Aloise proposed that Seattle’s Teamsters Local 117 and the Workers Benefit Fund (WBF), which has ties to Uber and Lyft, should jointly “support the creation of legislation and a guild infrastructure for Seattle Drivers.” In a document shared with WBF CEO Benjamin Geyerhahn, Aloise wrote:
WBF will provide with [sic] polling, legislative support, legal support, its expertise and its relationships with Uber and Lyft. This support includes financial support for these items carrying through until legislation is passed. In exchange, it receives the Teamsters full support and exclusive right to provide benefits to the Seattle drivers. . . .
In a revealing email to a few other California Teamsters leaders on November 21, 2018, Aloise wrote:
Maybe it is worth talking about setting up a Driver’s Guild in SF, and then of course expanding it at a later date. . . . In NY, a lot of money is pouring into the Guild and back to the Machinists who were behind the establishment of the Guild.
One year later, he wrote on February 1, 2019:
[Local] 117 heavily involved and substantial negotiations this coming week with both companies. The issue, of course, is how to stop any legislation which would give our core industries any loop hole [sic] to move into this TNC [Transportation Network Company] type model, while allowing Lyft and Uber to operate with some type of meaningful representation for the drivers.

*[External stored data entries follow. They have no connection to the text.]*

PR #239, opened 2016-02-10
Add failing test case.

mbebenita:
The first three tableswitches appear to be working, however the last one fails. It should follow the default branch target at `index 1` which should exit the outer block. Strangely enough, if you change `(table (br 0)) (br 1)` to `(table (br 1)) (br 1)` then it works.

### DIFF
--- a/ml-proto/test/switch.wast
+++ b/ml-proto/test/switch.wast
@@ -80,10 +80,35 @@
     (get_local $x)
   )
 
+  ;; Index Break
+  (func $index_break (result i32)
+    (local $x i32)
+    (tableswitch (i32.const 0)
+      (table (case 0)) (case 0)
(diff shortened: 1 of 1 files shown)


rossberg-chromium:
Nice find! See #240 for the fix (the test case there probably subsumes this patch).

mbebenita:
@rossberg-chromium great, thanks!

In 2018, he exchanged emails with former Service Employees International Union (SEIU) president Andy Stern about the need to protect “core industries” for the Teamsters — package delivery and freight transportation — in order to enter into an agreement with Uber:
For any of this to get any traction in California, it will need to have some language about staying out of certain functions, which are core industries to the Teamsters, i.e.; such as package delivery, freight transportation, etc. If there is to be a carve out of their “industry,” this will be essential, and perhaps a model for the other companies to deal with the ramifications of the Dynamix decision.
(At the time, the state’s Supreme Court in its Dynamix decision ruled against misclassification, creating a framework for standards to determine employee status.)
Last-mile transportation and delivery has gigified rapidly since 2018. Think: Uber Freight and Uber Eats. In September of 2020, United Parcel acquired Roadie, a crowd-sourced, same-day delivery company. FedEx bought ShopRunner. Amazon, Walmart, and Target have adopted and expanded their speedy gig-delivery business models to everything from yoga pants and furniture to pet food.
Online competitors are shipping it from a distribution center going across multiple zones where we’re taking it in the back of a DoorDasher’s car for the same cost as if it was a tennis ball, delivering it the same day, and delivering it at lower cost,
said Petco CEO Ron Coughlin in a March 2021 interview.
What’s to protect United Parcel Service (UPS) Teamsters from their work shifting to Roadie?